By applying Euclid’s division lemma
825 = 225 x 3 + 150
225 = 150 x 1 + 75
150 = 75 x 2 + 0
Therefore, H.C.F. of 825, 675 and 450 = 75
Hence, the length of required longest rod is 75cm.

Q.22. Express the HCF of 468 and 222 as 468x + 222y where x, y are integers in two different ways.
Ans. We need to express the H.C.F. of 468 and 222 as 468x + 222y
Where x, y are integers in two different ways.
Given integers are 468 and 222, where 468 > 222
By applying Euclid’s division lemma, we get 468 = 222 x 2 + 24
Since the remainder ≠ 0, so apply division lemma on divisor 222 and remainder 24
222 = 24 x 9 + 6
Since the remainder ≠ 0, so apply division lemma on divisor 24 and remainder 6
24 = 6 x 4 + 0
We observe that remainder is 0. So the last divisor 6 is the H.C.F. of 468 and 222 from we have
6 = 222 - 24 x 9
⇒ 6 = 222 - (468 - 222 x 2) x 9  [substituting 24 = 468 - 222 x 2]
⇒ 6 = 222 - 468 x 9 + 222 x 18
⇒ 6 = 222 x 19 - 468 x 9
⇒ 6 = 222y + 468x, where x = -9 and y = 19.

Page No 1.35

Q.1. Express each of the following integers as a product of its prime factors:
(i) 420
Ans. 420 = 2² x 3 x 5 x 7

(ii) 468 
Ans. 468 = 2² x 3² x 13

(iii) 945 
Ans. 945 = 3³ x 5 x 7

(iv) 7325 
Ans. 7325 = 5² x 293

TO EXPRESS: each of the following numbers as a product of their prime factors  

Q.2. Determine the prime factorisation of each of the following positive integer:
(i) 20570
Ans. 20570 = 2 × 5 × 11² × 17

(ii) 58500
Ans. 58500 = 2² x 3² x 5³ x 13
(iii) 45470971
Ans. 45470971 = 7² x 13² x 17² x 19

TO EXPRESS: each of the following numbers as a product of their prime factors  

Q.3. Explain why 7 × 11 × 13 + 13 and 7 × 6 × 5 × 4 × 3 × 2 × 1 + 5 are composite numbers.
Ans. We can see that both the numbers have common factor 7 and 1.
7 × 11 × 13 + 13 = (77 + 1) x 13
= 78 x 13
7 × 6 × 5 × 4 × 3 × 2 × 1 + 5 = (7 × 6 × 5 × 4 × 3 × 2 + 1) x 5
= 1008 x 5
And we know that composite numbers are those numbers which have at least one more factor other than 1.
Hence after simplification we see that both numbers are even and therefore the given two numbers are composite numbers.

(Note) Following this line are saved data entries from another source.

Issue #9778, opened 2026-03-12
Add duplicate file content to context again even though file wasn't changed


deokjinkim:
### Plugin Type

VSCode Extension

### Cline Version

3.71.0

### What happened?

Cline reads content of "File A" and add it to context to explain each functions in "File A" through `ReadFileToolHandler`(read_file) after receiving user's request(ex. analyze each function of "File A"). Then, cline adds content of "File A" again if user requests to modify a certain function's statement in "File A". In this case, these tools(search_files -> read_file -> replace_in_file) are called sequentially.  This occurs **sometimes**.

But I think this causes wasting token due to duplicated file content. So I suggest modification of `ReadFileToolHandler`. Before reading file content, cline can know whether "File A" is changed or not using `FileContextTracker`'s  `user_edit_date` and `cline_edit_date`. Also cline can use recentlymodifiedfiles for this. I hope this change could enhance token usage of cline by avoiding duplicate file content in context. Can I get some feedback from cline maintainer or community?

### Steps to reproduce

1. User requests to analyze each function of "File A"
2. User requests to modify a certain function's statement in "File A"

### Provider/Model

Ollama:GLM-4.7-FP8

### System Information

Operating system: Ubuntu 22.04

ClineXDiego:
Thanks for the detailed suggestion! This is actually expected model behavior — some models are more likely to re-read files than others, especially local models. We already have prompt-level guidance (since v2.0.11) that instructs models not to re-read files they've already seen, but compliance varies by model. We're labeling this as a feature request for visibility. Stronger models (like Claude 4 or GPT-5) tend to follow this instruction more reliably. Closing for now, but this is good feedback for our context optimization roadmap.

PR #9836, opened 2026-03-16
feat: add file read deduplication cache to prevent repeated reads

mathis1337:
### Related Issue

**Issue:** N/A — This addresses a common behavior observed across models where they repeatedly read the same unchanged files, wasting API tokens and context window space.

### Description

This PR adds a per-task file read deduplication cache that prevents models from endlessly reading the same unchanged files, reducing wasted API tokens and context window consumption.

**What problem does this PR solve?**

Models frequently re-read files they've already read in the same task — sometimes 5+ times for the same file that hasn't changed. Each redundant read wastes API tokens (both input from the tool call and output from the file content) and fills the context window with duplicate information.

**Changes:**
- **TaskState.ts**: Added `fileReadCache: Map<string, { content: string; readCount: number }>` to track file reads per task
- **ReadFileToolHandler.ts**: Checks cache before performing disk I/O — returns cached content on repeat reads. After 3+ reads of the same file, returns a stronger `[DUPLICATE READ DETECTED]` warning instructing the model to use information it already has
- **WriteToFileToolHandler.ts**: Invalidates cache entry when a file is written, so subsequent reads get fresh content
- **ApplyPatchHandler.ts**: Invalidates cache entries for all changed/deleted/moved files after patch application

**How it works:**
1. First read of a file → normal disk read, result cached
2. Second read of same file → returns cached content with `[File already read]` prefix
3. Third+ read → returns cached content with `[DUPLICATE READ DETECTED]` warning
4. Any write/patch to a file → cache entry invalidated, next read is fresh from disk

**Provider compatibility — this is completely provider-agnostic and safe for all providers:**
- The cache operates at the **tool handler level** (`ReadFileToolHandler.execute()`), which is called identically for every provider (Anthropic, OpenRouter, Gemini, Ollama, etc.). No provider-specific code is involved.
- **Cached content is byte-identical to a fresh read.** If a file hasn't changed since the last read, `extractFileContent()` would return the exact same content. The cache simply avoids redundant disk I/O — the model sees the same content either way.
- **Writes properly invalidate the cache.** Any `write_to_file`, `replace_in_file`, or `apply_patch` operation invalidates the affected file's cache entry, so the model always gets fresh content after edits. There's no risk of serving stale data.
- **The cache is per-task scoped** (lives on `TaskState`), so it auto-cleans up when the task ends with no cross-task contamination.
- **Repeated file reads are a universal model behavior**, not specific to any one provider. Any model can get into a loop re-reading files — weaker/smaller models may do it even more frequently. This cache protects all users equally.

### Test Procedure

- Verified the cache correctly returns cached content on second reads of the same file
- Verified that writing to a file (via `write_to_file`) properly invalidates the cache, causing the next read to fetch fresh content from disk
- Verified that applying patches (via `apply_patch`) properly invalidates cache entries for all changed, deleted, and moved files
- Verified the escalating warning at 3+ reads returns the stronger `[DUPLICATE READ DETECTED]` message
- Verified cache keys are case-insensitive (Windows path compatibility)
- Verified no interference with existing file read error handling (try/catch around `extractFileContent` is preserved — errors bypass the cache)

### Type of Change

-   [ ] ♻️ Refactor Changes
-   [ ] 💅 Cosmetic Changes
-   [ ] 🏃 Workflow Changes

### Pre-flight Checklist

### Screenshots

N/A — Backend-only change. No UI modifications.

### Additional Notes

- The cache uses case-insensitive absolute paths as keys (`absolutePath.toLowerCase()`) for Windows compatibility
- Only 4 files changed with 41 lines of additions — minimal footprint, easy to review
- The deduplication is transparent to the model — it still receives file content, just served from cache when unchanged

### DIFF
--- a/src/core/task/tools/handlers/ReadFileToolHandler.ts
+++ b/src/core/task/tools/handlers/ReadFileToolHandler.ts
@@ -170,23 +170,56 @@ export class ReadFileToolHandler implements IFullyManagedTool {
 		// === File Read Deduplication ===
 		// Check if we've already read this exact file in this task.
 		// This prevents the model from endlessly reading the same file, which wastes API tokens.
+		// The cache stores only metadata (readCount, mtime, imageBlock) — not file content —
+		// to keep memory usage minimal. On cache hits we re-read from disk to return fresh content.
 		const cacheKey = absolutePath.toLowerCase()
 		const cached = config.taskState.fileReadCache.get(cacheKey)
 
 		if (cached) {
-			cached.readCount++
-			config.taskState.fileReadCache.set(cacheKey, cached)
+			// Check if the file has been modified externally (e.g. user edited in their editor)
+			// by comparing the mtime. If it changed, treat this as a fresh read.
+			try {
+				const stat = await import("node:fs/promises").then((fs) => fs.stat(absolutePath))
+				if (stat.mtimeMs !== cached.mtime) {
+					// File was modified externally — evict cache entry and fall through to fresh read
+					config.taskState.fileReadCache.delete(cacheKey)
+				}
+			} catch {
+				// If we can't stat the file, evict the cache and let extractFileContent handle the error
+				config.taskState.fileReadCache.delete(cacheKey)
+			}
+		}
+
+		// Re-check after possible mtime eviction
+		const validCached = config.taskState.fileReadCache.get(cacheKey)
+
+		if (validCached) {
+			validCached.readCount++
 
 			// Re-push image block for multimodal models so image context is not lost on cached reads
-			if (cached.imageBlock) {
-				config.taskState.userMessageContent.push(cached.imageBlock)
+			if (validCached.imageBlock) {
+				config.taskState.userMessageContent.push(validCached.imageBlock)
 			}
 
-			if (cached.readCount >= 3) {
-				return `[DUPLICATE READ DETECTED] You have already read the file '${displayPath}' ${cached.readCount} times in this conversation. The content has NOT changed since your last read. Please use the information you already have and proceed with your task. Do NOT read this file again.\n\nCached content from previous read:\n${cached.content}`
+			// Re-read from disk (cache doesn't store content to save memory)
+			const supportsImages = config.api.getModel().info.supportsImages ?? false
+			let fileContent: FileContentResult
+			try {
+				fileContent = await extractFileContent(absolutePath, supportsImages)
+			} catch (error) {
+				config.taskState.consecutiveMistakeCount++
+				const errorMessage = error instanceof Error ? error.message : String(error)
+				const normalizedMessage = errorMessage.startsWith("Error reading file:")
+					? errorMessage
+					: `Error reading file: ${errorMessage}`
+				return formatResponse.toolError(normalizedMessage)
 			}
 
-			return `[File already read] The file '${displayPath}' was already read earlier in this conversation. Returning cached content:\n${cached.content}`
+			if (validCached.readCount >= 3) {
+				return `[DUPLICATE READ] You have already read '${displayPath}' ${validCached.readCount} times in this conversation. The content has not changed since your last read. Please use the information you already have and proceed with your task.\n\n${fileContent.text}`
+			}
+
+			return `[File already read] The file '${displayPath}' was already read earlier in this conversation. Returning content:\n${fileContent.text}`
 		}
 
 		// Execute the actual file read operation
@@ -213,10 +246,17 @@ export class ReadFileToolHandler implements IFullyManagedTool {
 		// Track file read operation
 		await config.services.fileContextTracker.trackFileContext(relPath!, "read_tool")
 
-		// Cache the result for deduplication (including imageBlock for multimodal models)
+		// Cache metadata for deduplication (no content stored — saves memory)
+		let mtime = 0
+		try {
+			const stat = await import("node:fs/promises").then((fs) => fs.stat(absolutePath))
+			mtime = stat.mtimeMs
+		} catch {
+			// If stat fails, use 0 — the next cache hit will evict due to mtime mismatch
+		}
 		config.taskState.fileReadCache.set(cacheKey, {
-			content: typeof fileContent.text === "string" ? fileContent.text : "",
 			readCount: 1,
+			mtime,
 			imageBlock: fileContent.imageBlock,
 		})
 
--- a/src/core/task/TaskState.ts
+++ b/src/core/task/TaskState.ts
@@ -46,8 +46,8 @@ export class TaskState {
 	lastToolName = "" // Track last tool used for consecutive call detection
 
 	// File read deduplication cache - prevents the model from endlessly reading the same files
-	// Maps absolute file path → { content: cached result, readCount: times read in this task, imageBlock: optional image data for multimodal models }
-	fileReadCache: Map<string, { content: string; readCount: number; imageBlock?: Anthropic.ImageBlockParam }> = new Map()
+	// Maps absolute file path → { readCount: times read in this task, mtime: last modified timestamp, imageBlock: optional image data for multimodal models }
+	fileReadCache: Map<string, { readCount: number; mtime: number; imageBlock?: Anthropic.ImageBlockParam }> = new Map()
 
 	// Error tracking
 	consecutiveMistakeCount = 0


src/core/task/tools/handlers/ReadFileToolHandler.ts
```diff
@@ -167,6 +167,23 @@ export class ReadFileToolHandler implements IFullyManagedTool {
...
+		if (cached) {
+			cached.readCount++
+			config.taskState.fileReadCache.set(cacheKey, cached)
+
+			if (cached.readCount >= 3) {
+				return `[DUPLICATE READ DETECTED] You have already read the file '${displayPath}' ${cached.readCount} times in this conversation. The content has NOT changed since your last read. Please use the information you already have and proceed with your task. Do NOT read this file again.\n\nCached content from previous read:\n${cached.content}`
+			}
+
+			return `[File already read] The file '${displayPath}' was already read earlier in this conversation. Returning cached content:\n${cached.content}`
+		}
```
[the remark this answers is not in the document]
mathis1337: Resolved in: https://github.com/cline/cline/pull/9836/changes/22c4336f543266cc834931112e773397356eea0a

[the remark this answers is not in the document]
mathis1337: Resolved in: https://github.com/cline/cline/pull/9836/changes/22c4336f543266cc834931112e773397356eea0a

src/core/task/tools/handlers/ApplyPatchHandler.ts
```diff
@@ -348,6 +356,9 @@ export class ApplyPatchHandler implements IFullyManagedTool {
 			for (const [path, result] of Object.entries(applyResults)) {
 				if (result.deleted) {
 					config.taskState.didEditFile = true
+					// Invalidate file read cache for deleted file
+					const deletedAbsPath = resolvePath(config.cwd, path).toLowerCase()
+					config.taskState.fileReadCache.delete(deletedAbsPath)
 					responseLines.push(`\n${path}: [deleted]`)
```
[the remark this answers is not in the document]
mathis1337: Resolved in: https://github.com/cline/cline/pull/9836/changes/22c4336f543266cc834931112e773397356eea0a

mathis1337:
@greptileai

mathis1337:
@maxpaulus43 - Here is that second PR we talked about. This will really help reduce token/claude code usage spillage. Hope we can move fast on this one too! Thanks :)

mathis1337:
@ClineXDiego - This is code from my other PR I pulled at at the request of Max, I think we should work to get this out as its resulting in extra token spend and puts Claude Code providers at risk of losing their entire session usage and have to wait for reset.,

deokjinkim:
@mathis1337 I also met the same issue(repeated file read). So I suggest removing duplicate file read using `FileContextTracker`'s `user_edit_date` and `cline_edit_date`. You can check my idea here(https://github.com/cline/cline/issues/9778).

mathis1337:
> @mathis1337 I also met the same issue(repeated file read). So I suggest removing duplicate file read using `FileContextTracker`'s `user_edit_date` and `cline_edit_date`. You can check my idea here(https://github.com/cline/cline/issues/9778).

Yeah I've already tested this running and been using it for over a week and it's working amazing. Hopefully cline devs can review soon.

src/core/task/tools/handlers/ReadFileToolHandler.ts
```diff
@@ -167,6 +167,28 @@ export class ReadFileToolHandler implements IFullyManagedTool {
...
 
+		// === File Read Deduplication ===
+		// Check if we've already read this exact file in this task.
+		// This prevents the model from endlessly reading the same file, which wastes API tokens.
+		const cacheKey = absolutePath.toLowerCase()
+		const cached = config.taskState.fileReadCache.get(cacheKey)
+
+		if (cached) {
+			cached.readCount++
+			config.taskState.fileReadCache.set(cacheKey, cached)
```
maxpaulus43: is this line necessary? cached.readCount++ should modify the object by reference so this line is unnecessary

src/core/task/tools/handlers/ReadFileToolHandler.ts
```diff
@@ -167,6 +167,28 @@ export class ReadFileToolHandler implements IFullyManagedTool {
...
+
+			// Re-push image block for multimodal models so image context is not lost on cached reads
+			if (cached.imageBlock) {
+				config.taskState.userMessageContent.push(cached.imageBlock)
+			}
+
+			if (cached.readCount >= 3) {
```
maxpaulus43: did you find this prompting to be necessary even after returning the [File already read] prompt? I'm worried this could influence the model to never read the file again even if it did change.

src/core/task/tools/handlers/ReadFileToolHandler.ts
```diff
@@ -191,6 +213,13 @@ export class ReadFileToolHandler implements IFullyManagedTool {
 		// Track file read operation
 		await config.services.fileContextTracker.trackFileContext(relPath!, "read_tool")
 
+		// Cache the result for deduplication (including imageBlock for multimodal models)
+		config.taskState.fileReadCache.set(cacheKey, {
```
maxpaulus43, line 257: is memory usage a worry here? maybe we should have some cache eviction policy after a certain number of cached items or a certain timeout.

or we could only cache a file if the model read it twice (the thinking being that if the model read it twice, maybe this is just one of those files that the model is fixated on)

src/core/task/tools/handlers/ReadFileToolHandler.ts
maxpaulus43, line 1: what is the root cause of why the model keeps reading the same file over and over again? and why does it happen more with claude code than other providers?

src/core/task/tools/handlers/ReadFileToolHandler.ts
```diff
@@ -167,6 +167,28 @@ export class ReadFileToolHandler implements IFullyManagedTool {
 			throw error
 		}
 
+		// === File Read Deduplication ===
+		// Check if we've already read this exact file in this task.
+		// This prevents the model from endlessly reading the same file, which wastes API tokens.
+		const cacheKey = absolutePath.toLowerCase()
+		const cached = config.taskState.fileReadCache.get(cacheKey)
+
+		if (cached) {
```
maxpaulus43, line 178: what if the file has changed outside the context of this task? should we read the file info to see it's last modified timestamp?

src/core/task/tools/handlers/ReadFileToolHandler.ts
maxpaulus43: alternatively, we could just not store the content of the cache and just hold a Map<string, number> where key is `absolutePath.toLowerCase()` and value is `readCount`

src/core/task/tools/handlers/ReadFileToolHandler.ts
maxpaulus43: seems to just be a model issue

maxpaulus43:
I'm interested to understand if this actually improves cline benchmarks or not. One could make the argument that while rereading the file adds to the context window, it also refreshes the file in the "mind" of the llm (the more recent the file is in the context window, the better recall the llm has)

src/core/task/tools/handlers/ReadFileToolHandler.ts
mathis1337: __It's fundamentally a model behavior issue.__ After doing some digging (forgive I am fairly new to codebase) there's nothing in Cline's architecture that would cause this, the full conversation history (including previous `read_file` tool results with the file contents) is sent to the model on every API request. The model already has the file content right there in its context. But the model chooses to call `read_file` again anyway rather than referencing the content it already has.

__Why this happens:__

1. __Attention dilution in long conversations__  As the conversation grows, earlier tool results get "buried" among more recent messages. The model's attention mechanism doesn't reliably prioritize earlier file contents, so it defaults to re-reading rather than scrolling back through its own context.

2. __"Verify before act" patterns__  Models trained for agentic coding tend to develop a cautious pattern of re-reading files before editing them, even when they just read the file a few turns ago. It's a form of over-caution baked into the model's behavior.

3. __Context truncation__  In very long conversations, Cline's `ContextManager` may truncate earlier parts of the conversation to stay within the model's context window. If a previous `read_file` result was truncated away, the model legitimately needs to re-read. But this doesn't explain the cases where it happens in short conversations.

__Why it's worse with Claude Code than other providers:__

As you noted, this is mostly a model personality difference. Claude models (especially the ones used via Claude Code) tend to be more "thorough", they're strongly trained to verify state before acting, which manifests as excessive re-reads. Other providers/models may be trained with different tool-use patterns that are less cautious about re-verification.

This PR is a practical application-level mitigation: since we can't change model behavior, we cache the file content on Cline's side and return the cached result on repeat reads (with increasingly stern warnings telling the model to stop). The cache is properly invalidated when files are modified (`write_to_file`, `replace_in_file`, `apply_patch`) or when commands are executed (which could modify files unpredictably).

I apologize I should have looked code closer, but I do think we can account for the models going crazy with some good caching and more stern responses to request to read. I hope this helps

mathis1337:
> I'm interested to understand if this actually improves cline benchmarks or not. One could make the argument that while rereading the file adds to the context window, it also refreshes the file in the "mind" of the llm (the more recent the file is in the context window, the better recall the llm has)

I left a lengthy comment. Above covering this question I think. I am curious to know your thoughts. I haven't exactly tracked it, but I can tell from just usage that anthropic and claude code are definitely do a lot less reads and re-reads and noticing my final answers in planning coming back faster. Is there an easy way to bench mark that already in cline?

src/core/task/tools/handlers/ReadFileToolHandler.ts
mathis1337: This is valid. I will make a change.

src/core/task/tools/handlers/ReadFileToolHandler.ts
mathis1337: The cache IS properly invalidated whenever files change:

- `WriteToFileToolHandler` calls `fileReadCache.delete()` after saving
- `ApplyPatchHandler` calls `fileReadCache.delete()` for all changed files
- `ExecuteCommandToolHandler` calls `fileReadCache.clear()` on any command execution

So if the file actually changed through any Cline tool, the cache entry is gone and the next read is treated as fresh. The `readCount >= 3` path can only be hit for files that genuinely haven't been modified.

src/core/task/tools/handlers/ReadFileToolHandler.ts
mathis1337: I can adopt the lighter cache: `Map<string, { readCount: number, mtime: number, imageBlock?: ... }>`. On cache hit, re-read from disk anyway but prepend warnings. This addresses both memory AND external change concerns.

src/core/task/tools/handlers/ReadFileToolHandler.ts
mathis1337: This is fair:
Summary of changes I am pretty sure I need to make:

1. __Remove redundant `.set()` call__ on the cached object
2. __Simplify cache__ to `Map<string, { readCount: number, mtime: number, imageBlock?: Anthropic.ImageBlockParam }>` (drop `content`)
3. __Add mtime validation__ on cache hit, `stat()` the file. If mtime differs, delete cache entry and do fresh read
4. __Soften readCount >= 3 language__ still warn but less aggressive (since we now handle external changes via mtime, the warning is softer)
5. On cache hit (mtime unchanged): re-read from disk, return content with warning prefix

I'll make changes and submit into PR

mathis1337:
> > I'm interested to understand if this actually improves cline benchmarks or not. One could make the argument that while rereading the file adds to the context window, it also refreshes the file in the "mind" of the llm (the more recent the file is in the context window, the better recall the llm has)
> 
> I left a lengthy comment. Above covering this question I think. I am curious to know your thoughts. I haven't exactly tracked it, but I can tell from just usage that anthropic and claude code are definitely do a lot less reads and re-reads and noticing my final answers in planning coming back faster. Is there an easy way to bench mark that already in cline?

Refreshing the file is fine, we should just do it with a cached version if possible and/or remind the LLM it already has it. Not doing so lets the models be "lazy" and it consumes more and burdens the users with higher consumption.

mathis1337:
@maxpaulus43 - I resolved the reviews that were fair, and I left a comment with the conversation open. If you aren't satisfied let me know and we can see what can be done, but I've been using the change and I can speak for the anthropic models and gemini that i've seen consumption from reads go down. After about a week of use I've yet to see a file be read twice in a row. This was the main issue. Its not about re-reading a file. Its that sometimes the model will read the same file back to back and upwards of 20 times in some cases. Thats the model hallucinated, going crazy, whatever you want to call it. I think cline can step in and help the model by being like "hey chill, you've read this" ya know. 

This is what I mean. Cline will call the model, and it will just read the file, back to back to back to back, over and over in same context:
image

^^this is just a mock up of what happens. I cleared my context when installing my fork, but I've literally had it read like 20+ times and use all my usage with my model at times.

maxpaulus43:
@greptileai

mathis1337:
@maxpaulus43 - Seems like Greptile has no more suggested code fixes. How we feeling about this one?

Q.4. Check whether 6ⁿ can end with the digit 0 for any natural number n.
Ans. We know that
6ⁿ = (2 x 3)ⁿ
6ⁿ = 2ⁿ x 3ⁿ
Therefore, prime factorization of 6ⁿ does not contain 5 and 2 as a factor together.
Hence 6ⁿ can never end with the digit 0 for any natural number n.

Q.5. Explain why 3 × 5 × 7 + 7 is a composite number.
Ans. Let a = 3 × 5 × 7 + 7 = 7(3 × 5 + 1) = 7 × 16
It can be seen that a has two more factors 7 and 16 other than 1 and the number itself.
Therefore, it is a composite number.